== Records shown

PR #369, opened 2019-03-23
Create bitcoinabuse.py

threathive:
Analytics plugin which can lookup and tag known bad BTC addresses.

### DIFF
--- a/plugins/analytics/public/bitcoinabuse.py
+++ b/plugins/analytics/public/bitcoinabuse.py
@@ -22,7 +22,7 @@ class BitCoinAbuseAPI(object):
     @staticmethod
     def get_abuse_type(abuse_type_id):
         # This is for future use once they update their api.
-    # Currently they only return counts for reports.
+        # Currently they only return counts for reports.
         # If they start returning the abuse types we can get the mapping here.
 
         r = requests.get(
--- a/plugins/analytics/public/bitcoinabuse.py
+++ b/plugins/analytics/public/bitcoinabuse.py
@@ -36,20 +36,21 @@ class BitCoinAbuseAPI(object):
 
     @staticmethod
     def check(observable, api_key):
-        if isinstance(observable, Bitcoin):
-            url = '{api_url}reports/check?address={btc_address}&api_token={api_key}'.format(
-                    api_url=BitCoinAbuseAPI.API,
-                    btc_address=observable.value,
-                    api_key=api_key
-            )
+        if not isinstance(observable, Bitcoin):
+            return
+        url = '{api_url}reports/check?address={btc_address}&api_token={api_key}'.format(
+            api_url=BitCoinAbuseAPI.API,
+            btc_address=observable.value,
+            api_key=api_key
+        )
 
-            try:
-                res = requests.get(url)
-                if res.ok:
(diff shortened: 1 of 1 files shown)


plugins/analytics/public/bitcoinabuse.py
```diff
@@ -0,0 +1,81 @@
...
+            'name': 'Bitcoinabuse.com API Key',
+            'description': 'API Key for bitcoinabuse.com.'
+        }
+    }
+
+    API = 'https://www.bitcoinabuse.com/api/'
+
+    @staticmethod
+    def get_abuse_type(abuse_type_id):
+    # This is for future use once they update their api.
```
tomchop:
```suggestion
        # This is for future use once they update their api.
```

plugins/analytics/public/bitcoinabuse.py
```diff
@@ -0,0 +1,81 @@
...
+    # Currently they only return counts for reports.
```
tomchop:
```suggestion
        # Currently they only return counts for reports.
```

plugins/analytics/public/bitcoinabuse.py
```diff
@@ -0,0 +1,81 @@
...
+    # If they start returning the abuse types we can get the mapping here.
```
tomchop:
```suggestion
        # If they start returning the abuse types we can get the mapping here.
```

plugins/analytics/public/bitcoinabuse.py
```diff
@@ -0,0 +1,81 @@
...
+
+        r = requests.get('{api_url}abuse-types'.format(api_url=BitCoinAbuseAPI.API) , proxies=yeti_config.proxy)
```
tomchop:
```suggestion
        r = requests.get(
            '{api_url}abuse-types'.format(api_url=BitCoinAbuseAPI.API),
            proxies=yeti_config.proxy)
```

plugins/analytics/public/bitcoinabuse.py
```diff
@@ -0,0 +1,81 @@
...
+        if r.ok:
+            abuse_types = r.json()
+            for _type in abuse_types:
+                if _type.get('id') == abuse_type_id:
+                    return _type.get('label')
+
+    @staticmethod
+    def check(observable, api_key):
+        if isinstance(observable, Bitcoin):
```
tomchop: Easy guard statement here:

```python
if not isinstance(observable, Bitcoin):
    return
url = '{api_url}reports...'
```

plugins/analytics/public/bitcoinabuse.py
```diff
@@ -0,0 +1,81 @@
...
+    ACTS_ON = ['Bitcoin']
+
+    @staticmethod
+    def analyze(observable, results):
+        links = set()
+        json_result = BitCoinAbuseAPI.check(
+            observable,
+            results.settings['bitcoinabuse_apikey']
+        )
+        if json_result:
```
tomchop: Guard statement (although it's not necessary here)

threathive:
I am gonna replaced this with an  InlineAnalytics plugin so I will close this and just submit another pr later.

====
== Records shown

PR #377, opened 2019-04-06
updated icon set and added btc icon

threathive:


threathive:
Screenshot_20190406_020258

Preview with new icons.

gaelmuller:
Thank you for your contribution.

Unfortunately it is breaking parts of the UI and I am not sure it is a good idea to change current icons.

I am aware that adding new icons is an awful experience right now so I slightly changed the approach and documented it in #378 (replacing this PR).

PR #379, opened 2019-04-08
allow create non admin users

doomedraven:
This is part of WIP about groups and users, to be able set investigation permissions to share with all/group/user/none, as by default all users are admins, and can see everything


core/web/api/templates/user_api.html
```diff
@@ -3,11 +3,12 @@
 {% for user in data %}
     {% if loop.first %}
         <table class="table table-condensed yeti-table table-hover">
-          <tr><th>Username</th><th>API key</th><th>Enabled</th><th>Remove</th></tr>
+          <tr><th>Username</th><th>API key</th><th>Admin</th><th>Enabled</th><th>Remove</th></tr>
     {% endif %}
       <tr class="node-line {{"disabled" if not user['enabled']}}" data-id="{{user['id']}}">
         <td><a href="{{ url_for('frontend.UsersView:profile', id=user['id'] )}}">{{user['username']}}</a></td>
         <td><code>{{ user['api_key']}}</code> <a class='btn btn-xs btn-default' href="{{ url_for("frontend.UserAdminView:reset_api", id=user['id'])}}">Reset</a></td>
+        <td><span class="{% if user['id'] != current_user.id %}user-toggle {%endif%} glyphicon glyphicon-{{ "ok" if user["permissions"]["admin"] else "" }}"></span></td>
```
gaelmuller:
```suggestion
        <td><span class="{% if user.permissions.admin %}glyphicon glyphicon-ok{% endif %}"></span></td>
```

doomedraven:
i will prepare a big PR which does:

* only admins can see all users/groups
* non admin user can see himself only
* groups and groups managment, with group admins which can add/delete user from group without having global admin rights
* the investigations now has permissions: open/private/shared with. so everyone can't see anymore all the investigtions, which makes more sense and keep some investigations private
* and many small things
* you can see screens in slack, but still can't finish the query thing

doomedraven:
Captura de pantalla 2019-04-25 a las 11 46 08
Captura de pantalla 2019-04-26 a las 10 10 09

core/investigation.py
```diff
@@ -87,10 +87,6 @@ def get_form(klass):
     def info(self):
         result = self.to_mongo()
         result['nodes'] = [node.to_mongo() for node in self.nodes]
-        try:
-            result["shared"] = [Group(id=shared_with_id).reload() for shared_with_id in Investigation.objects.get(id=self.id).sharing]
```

====
== Records shown

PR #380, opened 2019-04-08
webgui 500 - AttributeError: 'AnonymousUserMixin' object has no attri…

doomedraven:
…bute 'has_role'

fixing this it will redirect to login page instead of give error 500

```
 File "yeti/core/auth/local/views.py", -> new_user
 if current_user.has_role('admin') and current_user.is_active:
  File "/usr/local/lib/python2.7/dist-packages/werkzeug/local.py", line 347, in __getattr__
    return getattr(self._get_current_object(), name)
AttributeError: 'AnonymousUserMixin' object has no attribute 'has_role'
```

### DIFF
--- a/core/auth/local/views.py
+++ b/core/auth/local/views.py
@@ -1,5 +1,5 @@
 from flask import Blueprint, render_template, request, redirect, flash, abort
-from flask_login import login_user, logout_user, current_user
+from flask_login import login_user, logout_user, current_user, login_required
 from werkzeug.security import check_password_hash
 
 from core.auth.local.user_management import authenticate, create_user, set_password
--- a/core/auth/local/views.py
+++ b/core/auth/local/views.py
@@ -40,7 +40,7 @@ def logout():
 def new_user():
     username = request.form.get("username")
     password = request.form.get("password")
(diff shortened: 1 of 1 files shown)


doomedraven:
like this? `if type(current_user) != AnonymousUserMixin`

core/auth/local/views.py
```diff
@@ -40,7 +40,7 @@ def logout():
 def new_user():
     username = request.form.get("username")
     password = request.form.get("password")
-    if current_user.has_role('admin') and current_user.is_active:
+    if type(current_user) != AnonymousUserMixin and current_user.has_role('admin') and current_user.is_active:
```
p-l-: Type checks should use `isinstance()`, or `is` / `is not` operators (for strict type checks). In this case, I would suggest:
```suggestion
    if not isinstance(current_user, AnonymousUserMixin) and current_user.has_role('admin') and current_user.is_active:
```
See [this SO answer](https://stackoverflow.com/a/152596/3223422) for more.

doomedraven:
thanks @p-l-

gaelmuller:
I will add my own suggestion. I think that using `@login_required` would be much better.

====

= What you should do =
Copy all lines from the data that hold the word "Captura".

= Task response =
Captura de pantalla 2019-04-25 a las 11 46 08
Captura de pantalla 2019-04-26 a las 10 10 09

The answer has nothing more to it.